Образец такой продукции – рассказ к картинке 1. «Здесь изображен мальчик, обучающийся играть на скрипке... не знаю, с увлечением или отвращением. Если с ним обстоит дело так же, как со многими нашими детьми, то это, пожалуй, бесполезная трата времени. Может быть, он задумался сейчас, сможет ли когда-нибудь стать хорошим музыкантом или как ему выбрать какое-нибудь другое занятие. Или мальчика тянет на простор, поиграть. Это тоже бывает со многими большими артистами: их в детстве тянуло тоже к играм. Мне эта картина напоминает о Фриде Крейслере, о котором я недавно прочел статью в журнале. Там, кстати, говорится о Крейслере не только как о великом музыканте, но и
как о талантливом государственном деятеле. То же самое и о Падеревском – он музыкант и государственный деятель, который послужил во многом своей стране. Вообще, музыканты, мне кажется, разносторонние, одаренные люди. В моей семье, благодаря тому, что мать хорошо играла, многие дети музыкально одарены. Обычно в больших семьях дети оказываются более одаренными музыкально, чем в других.. Нет?» ..
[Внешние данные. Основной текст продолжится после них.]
PR #784, opened 2019-03-20
Fix buffer list update when using same window.

noboruma:
Change the buffer list update  trigger from WinBufEnter to BufEnter.
Without this change, switching between two buffers, from A to B, on the same window is broken. The buffer list is not updated once the buffer B is selected. Thus, the non-selectable buffer is still pointing at the previous buffer A, instead of being updated to B.

### DIFF
--- a/plugin/fzf.vim
+++ b/plugin/fzf.vim
@@ -1,4 +1,4 @@
-" Copyright (c) 2015 Junegunn Choi
+" Copyright (c) 2015-2019 Junegunn Choi
 "
 " MIT License
 "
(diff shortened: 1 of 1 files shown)


junegunn:
Works for me. Have you tested it with the minimal configuration?

https://raw.githubusercontent.com/junegunn/fzf.vim/master/.github/ISSUE_TEMPLATE.md

noboruma:
Outch.. it is working fine with the minimal configuration.
Sorry for all the fuss.

My config had the following:
`au BufWinEnter * if &fdm == 'expr' | setlocal foldmethod=manual | normal zM | endif`

Not entirely sure why this was responsible for the issue.
I am closing the PR anyway, thanks for your time!

PR #804, opened 2019-04-24
Add support for ctrl-a/ctrl-d in grep command

froody:
ctrl-a/ctrl-d are easier to use in a default tmux environment.


junegunn:
I need the original CTRL-A and I don't want to change the default people have been using for years out of sudden. You can override the bindings by passing `--bind` option to `fzf#vim#grep`.

```vim
call fzf#vim#grep('ag 1', 0, {'options': '--bind ctrl-a:select-all'})
```

PR #810, opened 2019-05-12
Workaround for last-position-jump in :Tags

liskin:
If there's an autocmd for BufReadPost that jumps to the last position,
searching for the tag location sometimes results in vim printing the
wrapscan warning and then requires hit-enter. Jump to the beginning
before searching for the tag to ensure consistent (no hit-enter)
behaviour.


junegunn:
How about `silent execute excmd`?

liskin:
@junegunn Oh, that's probably much better. :-)

junegunn:
Okay, please update the PR.

liskin:
Yep, I wanted to test it a bit more, it works very well, PR is updated. Thanks for the suggestion, this is indeed cleaner. :-) :+1:

junegunn:
Merged, thanks!

PR #1488, opened 2023-07-15
tagpreview: open vim in readonly mode

nicovince:
When computing the center line, if the file is open the vim command returns with a non-zero exit code and the `return` is executed. This yields a weird error message "return: can only `return'" in the preview window, even if the preview is properly displayed

### DIFF
--- a/bin/tagpreview.sh
+++ b/bin/tagpreview.sh
@@ -30,10 +30,10 @@ else
   exit 1
 fi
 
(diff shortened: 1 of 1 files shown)


junegunn:
Thanks. How about also changing `return` to `exit`? Because it's clearly wrong in the context.

nicovince:
> Thanks. How about also changing `return` to `exit`? Because it's clearly wrong in the context.

Yes, I updated the pull request.

junegunn:
Thanks.

Issue #1345, opened 2021-11-08
RG command should respect fzf_actions 


ViRu-ThE-ViRuS:
- [x] I have fzf 0.23.0 or above
- [x] I have read through https://github.com/junegunn/fzf.vim/blob/master/README.md
- [x] I have read through https://github.com/junegunn/fzf/blob/master/README-VIM.md
- [x] I have read through the manual page of fzf (`man fzf`)
- [x] I have searched through the existing issues

RG commands should also respect fzf_actions dict. including function calls, splits, etc.

bruhtus:
Not sure about the function calls but the splits keybindings works for me with `:Rg` command too. I also remap the `g:fzf_action` to something like this (only changed the default vertical splits keybindings):
```vim
 let g:fzf_action = {
        \ 'ctrl-t': 'tab split',
        \ 'ctrl-x': 'split',
        \ 'ctrl-s': 'vsplit' }
```

Can you give more context how to reproduce the issue?

ViRu-ThE-ViRuS:
@bruhtus thanks for your prompt response, let me try to explain what was happening:

``` lua
local utils = require("utils")

vim.g.fzf_preview_window = "right:50%:+{2}-/2"
vim.g.fzf_buffers_jump = 1
vim.g.fzf_layout = {["down"] = "40%"}

vim.g.fzf_action = {
    ["ctrl-q"] = utils.qf_populate,
    ["ctrl-x"] = "split",
    ["ctrl-v"] = "vsplit"
}

utils.map("n", "<c-p>p", "<cmd>Files<cr>")
utils.map("n", "<c-p>b", "<cmd>Buffers<cr>")
utils.map("n", "<c-p>f", "<cmd>Rg<cr>")
utils.map("n", "<c-p>z", "<cmd>Rg TODO<cr>")

vim.cmd [[
    let $FZF_DEFAULT_COMMAND = 'rg --files --follow --smart-case --hidden --no-ignore -g "!{.DS_Store,.cache,venv,.git,.clangd,.ccls-cache}" 2> /dev/null'
    let $FZF_DEFAULT_OPTS = '--bind ctrl-a:select-all,ctrl-d:deselect-all'

    augroup FZF_UI
        autocmd!
        autocmd User FzfStatusLine setlocal statusline=%!v:lua.StatusLine('FZF')
    augroup end
]]
```

[...]

PR #846, opened 2019-07-17
Add configuration to switch between quickfix and loclist

mtzeng:

PR #1500, opened 2023-09-03
Add option to use location list instead of quickfix list

### LINKED ISSUE #432: ability to choose qf/location list
- Category
    - [ ] Question
    - [ ] Bug
    - [x] Suggestion
- Vim
    - [ ] Vim
    - [x] Neovim

I've started to write some functions to be able to choose a quickfix/location list among the ones loaded (visibler through :chistory) but it's not easy dealing with :chistory/:colder/:cnewer . Is there any existing implementation someone would know of ? If no, is that sthg that could make it to fzf.vim ?

### LINKED ISSUE #448: option for using location instead of quickfix for :Ag
- Category
    - [ ] Question
    - [ ] Bug
    - [X] Suggestion
- OS
    - [X] Linux
    - [ ] macOS
    - [ ] Windows
    - [ ] Etc.
- Vim
    - [X] Vim
    - [X] Neovim

Hi, is it possible to add a option to use location instead of quickfix for the example shown in this issue: #185 ?

I'm currently using the following function to generate a location list:
```vimscript
function! s:build_location_list(lines)
  call setloclist(0, map(copy(a:lines), '{ "filename": v:val }'))
  lopen
  ll
endfunction
```
This does not work with `:Ag` hoewer, where i had to modifiy `autoload/fzf/vim.vim::631`

nkouevda:
Fixes #432, fixes #448.

Feel free to close this if you don't want it; I see the readme says this repo is "_not_ designed to be flexible or configurable", so totally understandable.

### DIFF
--- a/autoload/fzf/vim.vim
+++ b/autoload/fzf/vim.vim
@@ -374,13 +374,19 @@ function! s:warn(message)
   return 0
 endfunction
 
-function! s:fill_quickfix(list, ...)
+function! s:fill_list(list, ...)
   if len(a:list) > 1
-    call setqflist(a:list)
-    copen
+    let use_location_list = get(g:, 'fzf_use_location_list', 0)
+    if use_location_list
+      call setloclist(0, a:list)
+      lopen
+    else
+      call setqflist(a:list)
+      copen
+    endif
     wincmd p
     if a:0
-      execute a:1
+      execute (use_location_list ? 'l' : 'c') . a:1
     endif
   endif
 endfunction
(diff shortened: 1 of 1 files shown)


junegunn:
You might want to check out #846.

Can you explain why you want to (have to) use the location list instead of the quickfix list?

nkouevda:
Partially habit / convenience / consistency; I'm used to using location lists instead of the quickfix list, and navigating items with vim-unimpaired's `[l` / `]l` instead of `[q` / `]q`. e.g. I use [your `s:build_quickfix_list` example](https://github.com/junegunn/fzf/blob/0f50dc848e58b47408713c2c31f2be73287c030a/README-VIM.md#examples), but [using location list](https://github.com/nkouevda/dotfiles/blob/73e38daaf6a647f7419583fd9c304cdac7cdaaf5/.vim/vimrc#L287) instead. (But [as you explained](https://github.com/junegunn/fzf.vim/issues/1345#issuecomment-963743146) that doesn't work for `:Rg`, which is how I ended up here.)

And in terms of functionality, this allows having multiple lists, e.g. I have wanted to search for different things in different windows, and to iterate through the results separately.

But admittedly (1) is entirely subjective, and (2) is not a particularly common use case in my experience.

junegunn:
Thanks for the clarification.

> this allows having multiple lists

If that's the case, we should probably provide a way to use a different list type per command. I'll see what I can do.

junegunn:
See 832a090870a79d8be87d8856c821806512a45b23.

It's a pretty big change, so please give it a try and let me know how it works.

```vim
let g:fzf_vim = {}
let g:fzf_vim.listproc = { list -> fzf#vim#listproc#location(list) }
```

nkouevda:
Works great; thank you!

I don't use `preview_bash`, but noticed that needs a little fix: #1502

Признаки параноидности в рассказах выражены следующими чертами: в самой тематике рассказов часто звучат мотивы страха, подозрительности, затаенной агрессии, которыми испытуемый наделяет своих персонажей; тематика эта мрачна, и если из двух вариантов больной выбирает один, то выбирает худший, более тяжелый.
О картинке 15: «По виду он больше похож на убийцу, чем на вора». Такие больные стараются оспорить доводы экспериментатора, они очень настойчивы. В картине они находят преднамеренность, провоцирующие моменты. Так, испытуемая говорит о картинке 2-ж: «Ноги этой женщины художник нарисовал неточно, чтобы мы увидели реакцию сексуального характера. Нет, у меня это не вызывает никакой реакции»; о картинке 6-ж «Ключ ко всему здесь, вероятно, эта тень... но я не знаю, что она значит».
Часто мы видим у таких больных осуждающее морализирование о картине: «Она сделала что-то постыдное, я это отлично вижу по выражению ее лица и всему виду ее...», «Это мучение всей ее семье, как всегда бывают такие люди без совести и чести». От изложения похожих вариантов больными с депрессией эти рассказы паранойяльных больных отличаются большим многословием (у депрессивных больных очень скудная речевая продукция), наличием осуждения в адрес персонажей картины и частотой упрямства и противоречия при вмешательстве экспериментатора.
Характерным часто встречающимся признаком паранойяльности является нарушение восприятия, среди которых особенное значение имеет ошибочное восприятие пола персонажа. <...> Достаточно достоверным признаком параноидности можно считать восприятие разных планов картины (переднего, заднего, среднего) как разных во времени моментов: «На заднем плане – это его будущая судьба», «Рядом
с ним он стоит таким же, каким бы он хотел себя видеть», «Позади него – его воспоминания о юности», «Левый край символизирует его угрызения совести при мысли о прошлом» и т. п. Паранойяльным показателем является и обнаружение одного и того же персонажа на разных картинах. Таким же показателем следует считать упорное отрицание агрессии во всех картинах, где можно найти намек на нее. <...> В том же направлении должно настораживать экспериментатора появление на общем фоне (обычном и логичном) остальных рассказов одной необычной обращающей на себя внимание истории.